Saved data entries

==============================

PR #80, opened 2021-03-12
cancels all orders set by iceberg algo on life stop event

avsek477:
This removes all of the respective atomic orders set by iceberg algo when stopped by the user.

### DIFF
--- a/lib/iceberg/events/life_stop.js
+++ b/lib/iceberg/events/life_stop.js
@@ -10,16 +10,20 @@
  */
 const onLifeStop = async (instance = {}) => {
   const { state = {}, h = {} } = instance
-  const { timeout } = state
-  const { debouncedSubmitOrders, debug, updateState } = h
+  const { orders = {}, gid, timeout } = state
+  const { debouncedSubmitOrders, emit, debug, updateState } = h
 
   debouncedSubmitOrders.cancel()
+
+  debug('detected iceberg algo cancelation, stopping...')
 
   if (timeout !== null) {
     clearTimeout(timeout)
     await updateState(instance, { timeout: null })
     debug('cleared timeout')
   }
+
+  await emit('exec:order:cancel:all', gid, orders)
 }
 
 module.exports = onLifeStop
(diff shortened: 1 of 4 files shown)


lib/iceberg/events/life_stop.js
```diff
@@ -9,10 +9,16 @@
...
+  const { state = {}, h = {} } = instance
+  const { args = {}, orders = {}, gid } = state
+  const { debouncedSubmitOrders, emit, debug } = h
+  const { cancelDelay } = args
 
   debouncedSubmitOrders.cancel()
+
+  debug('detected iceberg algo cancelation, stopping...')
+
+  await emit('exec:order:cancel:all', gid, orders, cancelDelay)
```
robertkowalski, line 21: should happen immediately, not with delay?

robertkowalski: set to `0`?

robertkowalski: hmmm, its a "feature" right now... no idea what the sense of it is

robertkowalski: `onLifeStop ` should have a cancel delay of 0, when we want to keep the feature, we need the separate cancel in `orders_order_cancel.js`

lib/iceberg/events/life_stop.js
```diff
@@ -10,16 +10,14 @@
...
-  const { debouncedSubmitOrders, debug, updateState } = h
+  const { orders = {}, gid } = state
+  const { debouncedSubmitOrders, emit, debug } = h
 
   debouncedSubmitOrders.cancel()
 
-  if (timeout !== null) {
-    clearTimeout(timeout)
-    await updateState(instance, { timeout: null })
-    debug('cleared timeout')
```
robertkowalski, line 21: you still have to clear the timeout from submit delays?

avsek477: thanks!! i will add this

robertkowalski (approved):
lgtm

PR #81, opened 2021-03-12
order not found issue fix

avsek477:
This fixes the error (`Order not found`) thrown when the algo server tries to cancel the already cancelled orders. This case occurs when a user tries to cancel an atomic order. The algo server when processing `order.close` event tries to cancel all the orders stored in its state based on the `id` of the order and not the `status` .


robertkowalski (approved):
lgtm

==============================

■ Work item: Of the lines above, copy each that contains "onLifeStop".

■ Answer to the exercise:
 const onLifeStop = async (instance = {}) => {
 module.exports = onLifeStop
robertkowalski: `onLifeStop ` should have a cancel delay of 0, when we want to keep the feature, we need the separate cancel in `orders_order_cancel.js`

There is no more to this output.